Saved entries
▬▬▬

Issue #12346, opened 2025-09-23
[ui5-color-palette]: failing tests


nnaydenow:
### Bug Description

 1) should navigate with Home/End when showDefaultColor & showMoreColors are set

### Affected Component

ui5-color-palette

### Steps to Reproduce

1.
2.
3.
...

### Priority

None

### UI5 Web Components Version

nightly

### Browser

Chrome

### Declaration

- [x] I’m not disclosing any internal or sensitive information.

PR #12583, opened 2025-10-30
test(ui5-color-palette-popover): stabilise unstable tests

hinzzx:
Fixes: [#12346](https://github.com/UI5/webcomponents/issues/12346)

### DIFF
--- a/packages/main/cypress/specs/ColorPalettePopover.cy.tsx
+++ b/packages/main/cypress/specs/ColorPalettePopover.cy.tsx
@@ -661,10 +661,13 @@ describe("Color Popover Palette Home and End keyboard navigation", () => {
 
         cy.get("@colorPalette")
             .ui5GetColorPaletteMoreColorsButton()
-            .as("moreColorsButton");
-            
+            .as("moreColorsButton")
+            .should("be.visible");
+
         cy.get("@moreColorsButton")
-            .should("have.focus");
+            .should("exist")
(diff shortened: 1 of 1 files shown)


didip1000 (approved):
I'll approve because it works, but I don't think this is the right approach to solving the issue. Have you discussed with the core team to see if there's anything we can do with the late initial focus?

Also in terms of code style, you can get the cyan, and other swatch colors, and then assert that the swath is focused, instead of asserting if the swatch contains aria labels.

hinzzx:
> I'll approve because it works, but I don't think this is the right approach to solving the issue. Have you discussed with the core team to see if there's anything we can do with the late initial focus?
> 
> Also in terms of code style, you can get the cyan, and other swatch colors, and then assert that the swath is focused, instead of asserting if the swatch contains aria labels.

I dont think there is a problem with the initial focus, or at least there isnt any noticable or arising problem. In my opinion if there was anything to be concerned about, it would not be solvable by just rearraning the test.

Also as the aria labels and the values are **inteded** to be connected in a way, i think this is a great approach of testing both.

didip1000:
For a human it's not a problem, the problem is that it gets picked up by cypress -> in onAfterRendering we await render to finish before applying focus, in the meantime Cypress waits for our control to render and then starts executing tests. I'm not sure if just adding tasks for cypress to execute to delay the check for focus will work in the long run.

▬▬▬

Your instructions
The response must be an exact reproduction of all the entries.

Solution to the exercise
Issue #12346, opened 2025-09-23
[ui5-color-palette]: failing tests


nnaydenow:
### Bug Description

 1) should navigate with Home/End when showDefaultColor & showMoreColors are set

### Affected Component

ui5-color-palette

### Steps to Reproduce

1.
2.
3.
...

### Priority

None

### UI5 Web Components Version

nightly

### Browser

Chrome

### Declaration

- [x] I’m not disclosing any internal or sensitive information.

PR #12583, opened 2025-10-30
test(ui5-color-palette-popover): stabilise unstable tests

hinzzx:
Fixes: [#12346](https://github.com/UI5/webcomponents/issues/12346)

### DIFF
--- a/packages/main/cypress/specs/ColorPalettePopover.cy.tsx
+++ b/packages/main/cypress/specs/ColorPalettePopover.cy.tsx
@@ -661,10 +661,13 @@ describe("Color Popover Palette Home and End keyboard navigation", () => {
 
         cy.get("@colorPalette")
             .ui5GetColorPaletteMoreColorsButton()
-            .as("moreColorsButton");
-            
+            .as("moreColorsButton")
+            .should("be.visible");
+
         cy.get("@moreColorsButton")
-            .should("have.focus");
+            .should("exist")
(diff shortened: 1 of 1 files shown)


didip1000 (approved):
I'll approve because it works, but I don't think this is the right approach to solving the issue. Have you discussed with the core team to see if there's anything we can do with the late initial focus?

Also in terms of code style, you can get the cyan, and other swatch colors, and then assert that the swath is focused, instead of asserting if the swatch contains aria labels.

hinzzx:
> I'll approve because it works, but I don't think this is the right approach to solving the issue. Have you discussed with the core team to see if there's anything we can do with the late initial focus?
> 
> Also in terms of code style, you can get the cyan, and other swatch colors, and then assert that the swath is focused, instead of asserting if the swatch contains aria labels.

I dont think there is a problem with the initial focus, or at least there isnt any noticable or arising problem. In my opinion if there was anything to be concerned about, it would not be solvable by just rearraning the test.

Also as the aria labels and the values are **inteded** to be connected in a way, i think this is a great approach of testing both.

didip1000:
For a human it's not a problem, the problem is that it gets picked up by cypress -> in onAfterRendering we await render to finish before applying focus, in the meantime Cypress waits for our control to render and then starts executing tests. I'm not sure if just adding tasks for cypress to execute to delay the check for focus will work in the long run.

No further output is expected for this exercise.